Next, we compare the entrant’s profits in these two cases to determine its optimal quality decision: $q_{e r}^{*} = q_{e}^{H}$ if $c_{e}^{H} \leq c_{r}$ , and $q_{e r}^{*} = q_{e}^{L}$ otherwise, where c_r is defined as in the Web Appendix, and like c_F, c_r is an expression on parameters $q_{e}^{H}$ , $q_{e}^{L}$ , $c_{e}^{L}$ , q_i, and c_i. We show that licensing of noncore technology can increase or decrease the entrant’s optimal quality even when the incumbent sets the licensing fee after the entrant decides its product quality. We keep the detailed derivation in the Web Appendix and provide two numerical examples to illustrate the effect. In the quality-increasing numerical example, $q_{i} = 1, c_{i} = .3, q_{e}^{L} = 1.5, c_{e}^{L} = .8, q_{e}^{H} = 3, c_{e}^{H} = 2.2721, F = .00978$ . Here, $q_{e r}^{*} = q_{e}^{H} > q_{e}^{*} = q_{e}^{L}$ and $r^{H *} = 0.363392$ ; that is, licensing increases the entrant’s optimal quality. In the quality-decreasing numerical example, $q_{i} = 1, c_{i} = .7, q_{e}^{L} = 1.1, c_{e}^{L} = .78, q_{e}^{H} = 1.5, c_{e}^{H} = 1.18, F = .0025$ . Here, $q_{e r}^{*} = q_{e}^{L} < q_{e}^{*} = q_{e}^{H}$ and $r^{L *} = .1589$ ; that is, licensing decreases the entrant’s optimal quality. In summary, even if the incumbent decides its licensing fee after observing the entrant’s quality decision, our main results about the effects of licensing on the entrant’s optimal quality remain qualitatively the same.

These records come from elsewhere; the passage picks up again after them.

PR #271454, opened 2025-10-15
fixup todo styling

bhavyaus:
- Removed todo widget rendering on top of the chat panel
- Added todo widget rendering on top of the chat input as the only supported UX
- Added a setting to turn off widget display with `chat.tools.todos.showWidget`
- Matched styling of the todos with the edit-session widget


bpasero:
There also seems to be an issue when the todo list is empty but the container still applies its styling:

image

amunger (dismissed):

roblourens (approved):

PR #293070, opened 2026-02-05
Support begin and end tool calls for progress indicators without real tools in Chat (for background, cloud, etc)

DonJayamanne:
Currently when a tool is invoked from Background/Cloud/Claude, there's no way to display the UI that a tool invocation  has started, in fact there's a long delay of `working...` and then finally user sees what happend.
This fixes that by displaying the tool invocation and then eventually displaying the final result.
Applies to all tools, useful for Background/Cloud/Claude

Related PR in chat ext https://github.com/microsoft/vscode-copilot-chat/pull/3476/changes

Recording 2026-02-05 at 21 48 09


src/vs/workbench/api/common/extHostTypeConverters.ts
```diff
@@ -2897,120 +3010,11 @@ export namespace ChatToolInvocationPart {
...
-				terminalCommandState: data.state ? {
-					exitCode: data.state.exitCode,
-					duration: data.state.duration,
-				} : undefined,
-			};
-
-			return result;
-		} else if ('todoList' in data && Array.isArray(data.todoList)) {
-			// Convert extension API todo tool data to internal format
-			return {
```
DonJayamanne, line 2956: This is a small change, majority of the code has moved, has opposed to deleted

src/vs/workbench/api/common/extHostTypeConverters.ts
```diff
@@ -2868,19 +2868,132 @@ export namespace ChatResponseMovePart {
...
+		case types.ChatTodoStatus.InProgress:
+			return 'in-progress';
+		case types.ChatTodoStatus.Completed:
+			return 'completed';
+		default:
+			return 'not-started';
+	}
+}
+
+function todoStatusStringToEnum(status: string): types.ChatTodoStatus {
```
DonJayamanne, line 2963: This is a small change, majority of the code has moved, has opposed to deleted (see bellow)

dmitrivMS (approved):

lramos15 (approved):
Makes sense, long term I would like us to collapse begin,update,and complete into one function that just receives state info

PR #293104, opened 2026-02-05
Warn about distro commit and compat check early

alexr00:


joaomoreno (changes requested):
@copilot Let's move the initial distro + extension warning checks to a separate build stage, so that stage goes orange without blocking the build. Also only run those checks if it's a build we intend to release.

joaomoreno (approved):

rzhao271 (approved):

PR #293121, opened 2026-02-05
Plan mode keybinding

osortega:


chrmarti (dismissed):

meganrogge (changes requested):
This will really mess with things from an accessibilty perspective. At the least, this needs a `when` clause of `!screenReaderOptimized`

PR #293206, opened 2026-02-05
Polish modal editor UI

daviddossett:
- Add 4px gap between header action buttons for consistency with VS Code design
- Left-align header title instead of center alignment  
- Reduce max width from 1200px to 900px (70% viewport width)
- Update box shadow to use theme variable

## After
CleanShot 2026-02-05 at 13 41 46@2x

## Before
CleanShot 2026-02-05 at 13 41 08@2x


bpasero (changes requested):
@daviddossett I like this, but have a question around the change in `modalEditorPart.ts`: do we really want to reduce the size so much? There are larger editors showing in there, such as the one to manage workspace trust and models.

I am going ahead to bring in your CSS changes to spin a new insiders, but lets leave the size one open for discussion: https://github.com/microsoft/vscode/pull/293341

Incumbent’s Quality Is Endogenous

Our main model assumes that the incumbent’s quality is exogenous. In an extension, we allow the incumbent to endogenously decide its product quality q_i in anticipation of the entrant’s entry in the market. We examine the effect of the licensing contract on both firms’ optimal quality decisions by comparing each firm’s optimal quality under a licensing contract with its optimal quality under no licensing. Under no licensing, the incumbent first decides q_i, then the entrant self-develops the noncore technology and chooses product quality q_e, and, finally, both firms set their prices p_i and p_e, respectively. Under licensing, the incumbent first decides r and $q_{i r}$ , then the entrant decides whether to license the noncore technology from the incumbent (or self-develop it) and chooses its quality $q_{e r}$ for its core technology, and, finally, both firms set their prices $p_{i r}$ and $p_{e r}$ , respectively. To analytically accommodate the incumbent’s endogenous quality decision in anticipation of the entrant’s entry, we allow each firm’s quality to be a continuous variable. More specifically, we let the incumbent’s and the entrant’s marginal cost be $k_{i} q_{i}^{2}$ (or $k_{i} q_{i r}^{2}$ in the case of licensing) and $k_{e} q_{e}^{2}$ (or $k_{e} q_{e r}^{2}$ in the case of licensing), respectively. Because the entrant has more recent core technology, we assume $k_{e} < k_{i}$ and, without loss of generality, normalize $k_{i} = 1$ . The complexity of our multistage game prevents us from obtaining closed-form analytical solutions. However, our numerical studies (for the detailed derivation procedures, see the Web Appendix) show that our results from the main model remain qualitatively the same under the quadratic cost function, even when the incumbent can endogenously and strategically choose its quality, fully anticipating the entrant’s entry.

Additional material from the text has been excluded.